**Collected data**
= = = = =
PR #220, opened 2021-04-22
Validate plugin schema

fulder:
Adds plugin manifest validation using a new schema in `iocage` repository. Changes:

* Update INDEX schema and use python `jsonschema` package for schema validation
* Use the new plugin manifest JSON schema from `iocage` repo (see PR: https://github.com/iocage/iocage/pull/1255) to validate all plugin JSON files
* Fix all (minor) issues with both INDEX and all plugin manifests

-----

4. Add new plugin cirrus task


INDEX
= = = = =
Each record must be reproduced exactly. Keep every one.

**SOLUTION FOR THIS TASK**
PR #220, opened 2021-04-22
Validate plugin schema

fulder:
Adds plugin manifest validation using a new schema in `iocage` repository. Changes:

* Update INDEX schema and use python `jsonschema` package for schema validation
* Use the new plugin manifest JSON schema from `iocage` repo (see PR: https://github.com/iocage/iocage/pull/1255) to validate all plugin JSON files
* Fix all (minor) issues with both INDEX and all plugin manifests

-----

4. Add new plugin cirrus task


INDEX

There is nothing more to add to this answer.